To find the actual optimal “close enough” threshold \(x\) all we have to do is solve for the local minimum of the equation where \(x = [1,100]\).

myFunc <- function(x) {
  y <- (99/(x+1)) * (1-(x/100)) + (x/2)
  return(y)
}
df <- data.frame(1:100, myFunc(1:100))
colnames(df) <- c("x","y")
ggplot(df, aes(x=x, y=y)) + 
  geom_point(alpha=0) + 
  geom_line() +
  xlab("'Close Enough' Threshold") +
  ylab("Average Number of Button Presses") + 
  ggtitle("Model to find the 'close enough' threshold")

print(paste("(",df$x[df$y==min(df$y)],",",round(min(df$y),digits=2),")",sep=""))

## [1] "(13,12.65)"

The local minimum in our domain is \(x = 13\) which results in \(y = 12.65\). With this, we can run 10,000 simulations and get a histogram of how many presses it takes to get to our track.

allRuns <- c()

for (run in 1:10000) {
  newRun()
  while (currTrack != 42) {
    if ((42 - 13 > currTrack) || (currTrack > 42)) {
      pressRandom()
    } else {
      pressNext()
    }
  }
  allRuns <- c(allRuns,numPresses)
}

ggplot() + 
  aes(allRuns) + 
  geom_histogram(binwidth=1) +
  ylab("Frequency") +
  xlab("Button Presses") +
  ggtitle("Using the 'random' then 'next' buttons")

print(mean(allRuns))

## [1] 12.6491

With these parameters, we find that the optimal strategy is to click the “random” button until we get within 13 songs below our desired track, then to hit the “next” button to get to that track. This will get us to the desired track with 12.65 button presses on average.

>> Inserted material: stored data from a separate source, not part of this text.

PR #743, opened 2024-10-30
380 feature handle lock times in deposit requests sql only

AshtonStephens:
## Description

Closes: #380 

Prevents the transaction coordinator from trying to sweep in pending deposits that can be reclaimed too close to the current canonical chain tip.

## Changes

- Changes the `get_pending_accepted_deposit_requests` postgres call to not return pending deposits that can be reclaimed by the depositor too close to the current chain tip.
- Adds a constant `MINIMUM_RECLAIM_PROXIMITY_TO_CHAIN_TIP` that encodes the proximity to chain tip.
- Adds a clunky implementation of the same change to `get_pending_accepted_deposit_requests` for the in memory version of the data store.

## Testing Information

Tested with one beefy integration test.

## Checklist:

### DIFF
--- a/signer/src/config/mod.rs
+++ b/signer/src/config/mod.rs
@@ -24,7 +24,7 @@ use crate::stacks::wallet::SignerWallet;
 mod error;
 mod serialization;
 
-/// The minimum number of blocks between the hight at which the reclaim script path can
+/// The minimum number of blocks between the height at which the reclaim script path can
 /// be spent and the current chain tip for the deposit to be considered acceptable.
 pub const MINIMUM_RECLAIM_PROXIMITY_TO_CHAIN_TIP: u16 = 10;
 
--- a/signer/src/config/mod.rs
+++ b/signer/src/config/mod.rs
@@ -24,6 +24,10 @@ use crate::stacks::wallet::SignerWallet;
 mod error;
 mod serialization;
 
+/// The minimum number of blocks between the hight at which the reclaim script path can
+/// be spent and the current chain tip for the deposit to be considered acceptable.
+pub const MINIMUM_RECLAIM_PROXIMITY_TO_CHAIN_TIP: u16 = 10;
+
 /// Maximum configurable delay (in seconds) before processing new Bitcoin blocks.
 pub const MAX_BITCOIN_PROCESSING_DELAY_SECONDS: u64 = 300;
 
--- a/signer/src/config/mod.rs
+++ b/signer/src/config/mod.rs
@@ -24,10 +24,6 @@ use crate::stacks::wallet::SignerWallet;
 mod error;
 mod serialization;
 
-/// The minimum number of blocks between the height at which the reclaim script path can
-/// be spent and the current chain tip for the deposit to be considered acceptable.
-pub const MINIMUM_RECLAIM_PROXIMITY_TO_CHAIN_TIP: u16 = 10;
-
 /// Maximum configurable delay (in seconds) before processing new Bitcoin blocks.
 pub const MAX_BITCOIN_PROCESSING_DELAY_SECONDS: u64 = 300;
 
--- a/signer/src/lib.rs
+++ b/signer/src/lib.rs
@@ -55,4 +55,10 @@ const MAX_KEYS: u16 = 128;
 /// depositer can reclaim the deposit transaction. Signers will not attempt
 /// to sweep in the deposited funds if the number of blocks left is less
 /// than or equal to this value.
+///
+/// If the current chain tip is at height 1000, the reclaim script on a
+/// deposit can be spent on or after block 1001, and this constant value is
+/// set to 1, then the signers WOULD NOT attempt to sweep the deposit. If
+/// it were spendable on block 1002, then the signers WOULD attempt to sweep
+/// the deposit.
 pub const DEPOSIT_LOCKTIME_BLOCK_BUFFER: u16 = 3;
--- a/signer/src/lib.rs
+++ b/signer/src/lib.rs
@@ -55,4 +55,4 @@ const MAX_KEYS: u16 = 128;
 /// depositer can reclaim the deposit transaction. Signers will not attempt
 /// to sweep in the deposited funds if the number of blocks left is less
 /// than or equal to this value.
-const DEPOSIT_LOCKTIME_BLOCK_BUFFER: u16 = 3;
+pub const DEPOSIT_LOCKTIME_BLOCK_BUFFER: u16 = 3;
--- a/signer/src/storage/in_memory.rs
+++ b/signer/src/storage/in_memory.rs
@@ -12,7 +12,6 @@ use time::OffsetDateTime;
 use tokio::sync::Mutex;
 
 use crate::bitcoin::utxo::SignerUtxo;
-use crate::config::MINIMUM_RECLAIM_PROXIMITY_TO_CHAIN_TIP;
 use crate::error::Error;
 use crate::keys::PublicKey;
 use crate::keys::PublicKeyXOnly;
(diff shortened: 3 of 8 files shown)


signer/src/storage/in_memory.rs
```diff
@@ -259,11 +260,66 @@ impl super::DbRead for SharedStore {
...
+                if self
+                    .in_canonical_bitcoin_blockchain(&chain_tip_ref, &block_ref)
+                    .await?
+                {
+                    maybe_canonical_bitcoin_block_with_transaction = Some(block_hash);
+                    break;
+                }
+            }
+            let canonical_bitcoin_block_with_transaction =
+                maybe_canonical_bitcoin_block_with_transaction.ok_or(Error::MissingBlock)?;
```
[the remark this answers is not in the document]
AshtonStephens: since the unlock time is relative we need to know the height of the block it was contained in, but if this call fails we can't figure it out.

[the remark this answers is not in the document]
AshtonStephens: In reality this can't happen because earlier parts of the function would almost certainly not function either, so this is meant to be a flag that something is wrong more than it is meant to be a error one catches. This is in the context of this being a test struct as well

signer/tests/integration/postgres.rs
```diff
@@ -573,6 +575,184 @@ async fn should_return_the_same_pending_accepted_withdraw_requests_as_in_memory_
...
+    };
+    let threshold = 4;
+
+    let signer_set = testing::wsts::generate_signer_set_public_keys(&mut rng, num_signers);
+    let mut test_data = TestData::generate(&mut rng, &signer_set, &test_model_params);
+
+    // Modify the lock times of the deposit requests to be definitely okay to accept because
+    // it's the largest possible lock time.
+    for deposit in test_data.deposit_requests.iter_mut() {
+        deposit.lock_time = i32::MAX as u32;
```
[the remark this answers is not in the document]
AshtonStephens: Done.

AshtonStephens:
> The in-memory implementation was a bit hard to follow. I had one question about that. Otherwise it looks good.

The functions to do it nicely don't really exist because we rely on getting specifically the block height of the transaction's inclusion in the canonical chain, and I chose to forgo adding other helper functions because it's a test struct. Writing this function requires that we get the chain tip, get the pending transactions following from that tip, get the blocks that contain those transactions, then determine which block it's included in that's in the canonical chain, then do another query to get the block info, and then filter out the pending deposits that can be reclaimed outside the window we want.

It might be cleaner to have a function that just returns the canonical chain window of Bitcoin blocks and do the rest in rust with all the data immediately there :P

signer/src/storage/postgres.rs
```diff
@@ -670,7 +680,9 @@ impl super::DbRead for PgStore {
                 WHERE last.depth < $2
             ),
             transactions_in_window AS (
-                SELECT transactions.txid
+                SELECT
+                      transactions.txid
+                    , blocks_in_window.block_height
```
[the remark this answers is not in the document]
AshtonStephens: Done.

signer/src/transaction_signer.rs
```diff
@@ -614,7 +614,7 @@ where
         Ok(())
     }
 
-    /// TODO(#380): This function needs to filter deposit requests based on
+    /// TODO(#742): This function needs to filter deposit requests based on
```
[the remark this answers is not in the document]
AshtonStephens: Done.

djordon (approved):
Looks good

signer/src/config/mod.rs
```diff
@@ -24,6 +24,10 @@ use crate::stacks::wallet::SignerWallet;
 mod error;
 mod serialization;
 
+/// The minimum number of blocks between the hight at which the reclaim script path can
```
matteojug, line 27:
```suggestion
/// The minimum number of blocks between the height at which the reclaim script path can
```

signer/src/storage/in_memory.rs
```diff
@@ -259,11 +260,66 @@ impl super::DbRead for SharedStore {
...
+            .ok_or(Error::MissingBitcoinBlock(*chain_tip))?;
+
+        let chain_tip_ref = self
+            .get_bitcoin_block(chain_tip)
+            .await?
+            .map(|block| model::BitcoinBlockRef {
+                block_hash: *chain_tip,
+                block_height: block.block_height,
+            })
+            .unwrap();
```
matteojug, line 277: nit: call `self.get_bitcoin_block(chain_tip)` once and use the result to compute the two things?

signer/src/storage/in_memory.rs
```diff
@@ -259,11 +260,66 @@ impl super::DbRead for SharedStore {
...
+                    .map(|block| model::BitcoinBlockRef {
+                        block_hash,
+                        block_height: block.block_height,
+                    })
+                    .unwrap();
+                if self
+                    .in_canonical_bitcoin_blockchain(&chain_tip_ref, &block_ref)
+                    .await?
+                {
+                    maybe_canonical_bitcoin_block_with_transaction = Some(block_hash);
```
matteojug, line 302: If we store `block_ref` here we can avoid the call to `.get_bitcoin_block` below

signer/src/storage/postgres.rs
```diff
@@ -691,13 +703,15 @@ impl super::DbRead for PgStore {
             JOIN sbtc_signer.deposit_signers signers USING(txid, output_index)
             WHERE
                 signers.is_accepted
+                AND (transactions.block_height + deposit_requests.lock_time) > $4
```
matteojug, line 706: this check and the in memory one seems to differ for the equal case

signer/tests/integration/postgres.rs
```diff
@@ -573,6 +575,184 @@ async fn should_return_the_same_pending_accepted_withdraw_requests_as_in_memory_
...
+        .get_pending_accepted_deposit_requests(&chain_tip, context_window, threshold)
+        .await
+        .expect("failed to get pending deposit requests from in memory store.");
+
+    pending_accepted_deposit_requests.sort();
+    in_memory_pending_accepted_deposit_requests.sort();
+    assert_eq!(
+        pending_accepted_deposit_requests, in_memory_pending_accepted_deposit_requests,
+        "Basic pending accepted deposit requests functionality is broken."
+    );
```
matteojug, line 644: can we add below the same checks comparing the in memory and pg results?

signer/src/config/mod.rs
```diff
@@ -24,6 +24,10 @@ use crate::stacks::wallet::SignerWallet;
...
+/// be spent and the current chain tip for the deposit to be considered acceptable.
+pub const MINIMUM_RECLAIM_PROXIMITY_TO_CHAIN_TIP: u16 = 10;
```
matteojug, line 29: With #744 merged, do we still need this or can we reuse https://github.com/stacks-network/sbtc/blob/main/signer/src/lib.rs#L58 ?

AshtonStephens: We can reuse that

AshtonStephens: Done.

signer/tests/integration/postgres.rs
AshtonStephens: Done.

signer/src/storage/postgres.rs
AshtonStephens: Fixed.

signer/src/storage/in_memory.rs
AshtonStephens: Changed the approach - effectively done.

signer/src/storage/in_memory.rs
AshtonStephens: Changed the approach - effectively done.

signer/src/config/mod.rs
AshtonStephens: Fixed.

AshtonStephens:
Had a rough time with an off by one iteration error in the `in_memory` version, but I ultimately fixed it.

AshtonStephens:
Note, I chose to leave in the white space changes on the postgres file because I think they make sense.

signer/tests/integration/postgres.rs
```diff
@@ -573,6 +575,194 @@ async fn should_return_the_same_pending_accepted_withdraw_requests_as_in_memory_
...
+            minimum_acceptable_unlock_height - height_included as u32;
+
+        let unique_deposit_id: (BitcoinTxId, u32) =
+            (deposit_request.txid, deposit_request.output_index);
+
+        if out_of_bounds_requests.contains(&unique_deposit_id) {
+            // Make the block the request can be reclaimed at one lower than the minimum.
+            deposit_request.lock_time = minimum_acceptable_unlock_time_for_this_deposit - 1;
+        } else if in_bounds_requests.contains(&unique_deposit_id) {
+            // Make the block the request can be reclaimed at one lower at the minimum and
```
matteojug, line 721: nit?
```suggestion
            // Make the block the request can be reclaimed at one lower than the minimum and
```

matteojug (approved):

signer/src/storage/in_memory.rs
```diff
@@ -259,12 +261,49 @@ impl super::DbRead for SharedStore {
...
+                    .map(|block_included: &model::BitcoinBlock| {
+                        let unlock_height =
+                            block_included.block_height as u32 + deposit_request.lock_time;
+                        unlock_height >= minimum_acceptable_unlock_height
+                    })
+                    .take(1)
+                    .collect::<Vec<_>>()
+                    .first()
+                    .cloned()
+                    .unwrap_or(true)
```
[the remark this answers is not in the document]
AshtonStephens: Changing it to false - at one point the tests were failing when it was false but it must have been another error.

signer/src/storage/in_memory.rs
```diff
@@ -259,12 +261,49 @@ impl super::DbRead for SharedStore {
...
+                    .filter_map(|block_hash| store.bitcoin_blocks.get(block_hash))
+                    .map(|block_included: &model::BitcoinBlock| {
+                        let unlock_height =
+                            block_included.block_height as u32 + deposit_request.lock_time;
+                        unlock_height >= minimum_acceptable_unlock_height
+                    })
+                    .take(1)
+                    .collect::<Vec<_>>()
+                    .first()
+                    .cloned()
```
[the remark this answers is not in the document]
AshtonStephens: Nice!

signer/tests/integration/postgres.rs
AshtonStephens: Done.

signer/src/lib.rs
```diff
@@ -55,4 +55,10 @@ const MAX_KEYS: u16 = 128;
...
 /// to sweep in the deposited funds if the number of blocks left is less
 /// than or equal to this value.
-const DEPOSIT_LOCKTIME_BLOCK_BUFFER: u16 = 3;
+///
+/// If the current chain tip is at height 1000, the reclaim script on a
+/// deposit can be spent on or after block 1001, and this constant value is
+/// set to 1, then the signers WOULD NOT attempt to sweep the deposit. If
+/// it were spendable on block 1002, then the signers WOULD attempt to sweep
+/// the deposit.
+pub const DEPOSIT_LOCKTIME_BLOCK_BUFFER: u16 = 3;
```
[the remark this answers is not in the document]
AshtonStephens: Opened https://github.com/stacks-network/sbtc/issues/751

signer/src/storage/in_memory.rs
```diff
@@ -259,12 +261,49 @@ impl super::DbRead for SharedStore {
...
+        // Add one to the acceptable unlock height because the chain tip is at height one less
+        // than the height of the next block, which is the block for which we are assessing
+        // the threshold.
+        let minimum_acceptable_unlock_height =
+            store.bitcoin_blocks.get(chain_tip).unwrap().block_height as u32
+                + DEPOSIT_LOCKTIME_BLOCK_BUFFER as u32
+                + 1;
+
+        let canonical_bitcoin_blocks = (0..context_window)
+            // Find all tracked transaction IDs in the context window
```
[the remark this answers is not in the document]
AshtonStephens: Done.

Further we can validate the model by running many simulations with each different “close enough” threshold from 1 to 100. The average number of button presses for each “close enough” threshold can be plotted against the model and the standard deviation for each point can also be plotted.

allRuns <- c()
compRuns <- data.frame(vector(mode="numeric", length=100), vector(mode="numeric", length=100), vector(mode="numeric", length=100))
colnames(compRuns) <- c("x","y","sd")

for (domain in 1:100) {
  for (run in 1:1000) {
    newRun()
    while (currTrack != 100) {
      if (100 - currTrack > domain) {
        pressRandom()
      } else {
        pressNext()
      }
    }
    allRuns <- c(allRuns,numPresses)
  }
  compRuns[domain,] <- c(domain,mean(allRuns),sd(allRuns))
  allRuns <- c()
}

plotModel <- qplot(y=df$y,x=df$x) 
plotSim <- qplot(y=compRuns$y,x=compRuns$x) 

plotModel +
  geom_line() +
  geom_point(mapping=plotSim$mapping) +
  geom_errorbar(aes(ymin=compRuns$y-compRuns$sd, ymax=compRuns$y+compRuns$sd), width=.1) +
  xlab("'Close Enough' Threshold") +
  ylab("Average Number of Button Presses") + 
  ggtitle("Model overlaid with simulation runs")

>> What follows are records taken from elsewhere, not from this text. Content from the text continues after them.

Issue #543, opened 2024-09-18
[Feature]: Update function that fetches accepted deposit requests


djordon:
# Feature - Update function that fetches accepted deposit requests

## 1. Description

There are a number of functions on the `DbRead` trait that are supposed to fetch pending deposit or pending withdrawal requests. At this time the queries in these functions do not attempt to distinguish between pending and non-pending requests. They also do not distinguish between requests that were accepted and requests that are currently accepted under the current signing set. This is expected, because when these queries were written we did not settle on a way to distinguish these facts.

This issue focuses on pending deposit requests.

### 1.1 Context & Purpose

We need this to ensuring that we do not attempt to mint to a user more than once. Although the smart contract will stop a double mint for the same deposit, the signers will waste gas attempting to do so.

## 2. Technical Details:

A deposit request is pending if there is no corresponding `completed-deposit` event from a transaction that is on the canonical stacks blockchain. Doing this correctly requires us to implement the part of our data model that ties bitcoin blocks to stacks blocks, and that is difficult to do.

### 2.1 Acceptance Criteria:
   - [ ] Make sure we fetch only pending deposit requests in our queries.
   - [ ] Make sure we fetch only deposit requests that are currently accepted. 

## 3. Related Issues and Pull Requests (optional):

* Much of the remaining work here is dependent on #559.

PR #747, opened 2024-10-31
feat: consider stacks anchors in get_swept_deposit_requests

matteojug:
## Description

Closes: https://github.com/stacks-network/sbtc/issues/543

## Changes

Small change to the query, added tests.

## Checklist:


signer/src/storage/postgres.rs
```diff
@@ -1411,15 +1409,26 @@ impl super::DbRead for PgStore {
...
+            GROUP BY
+                bc_trx.txid
+              , bc_trx.block_hash
+              , bc_blocks.block_height
+              , deposit_req.txid
+              , deposit_req.output_index
+              , deposit_req.recipient
+              , deposit_req.amount
+            HAVING
+                COUNT(cde_bc.block_hash) = 0
```
matteojug, line 1431: We need the grouping to handle cases where we have two complete deposits events on two forks: just checking `IS NULL` would return the deposit because on a fork it is not confirmed (even though we have a different confirmation on the canonical chain).

signer/tests/integration/postgres.rs
```diff
@@ -1565,39 +1562,93 @@ async fn get_swept_deposit_requests_does_not_return_deposit_requests_with_respon
...
+        block_id: *setup_event_block.block_hash,
         amount: setup.deposit_request.amount,
         outpoint: setup.deposit_request.outpoint,
     };
-
     db.write_completed_deposit_event(&event).await.unwrap();
 
-    let chain_tip = setup.sweep_block_hash.into();
-    let context_window = 20;
+    let event = CompletedDepositEvent {
```
cylewitruk, line 1645: suggestion: maybe add a comment to these two events to make it clear which is on the canonical chain and which isn't and the expected effect.

signer/tests/integration/postgres.rs
```diff
@@ -1676,11 +1755,103 @@ async fn can_sign_deposit_tx_rejects_not_in_signer_set() {
...
+        .get_swept_deposit_requests(&chain_tip.into(), context_window)
+        .await
+        .unwrap();
+
+    assert!(requests.is_empty());
+
+    // Now assume we have a reorg: the new bitcoin chain is `sweep_block_hash`
+    // and the complete deposit event is no longer in the canonical chain.
+    // The deposit should no longer be confirmed.
+    let requests = db
```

We can see that our simulations match the model and that this strategy of pressing the “random” button until we get within 13 songs below our desired track, then to hit the “next” button is not only optimal in terms of minimizing the average number of button presses needed to reach our desired tracks but also to reduce the spread of the number of button presses needed each time this strategy is deployed.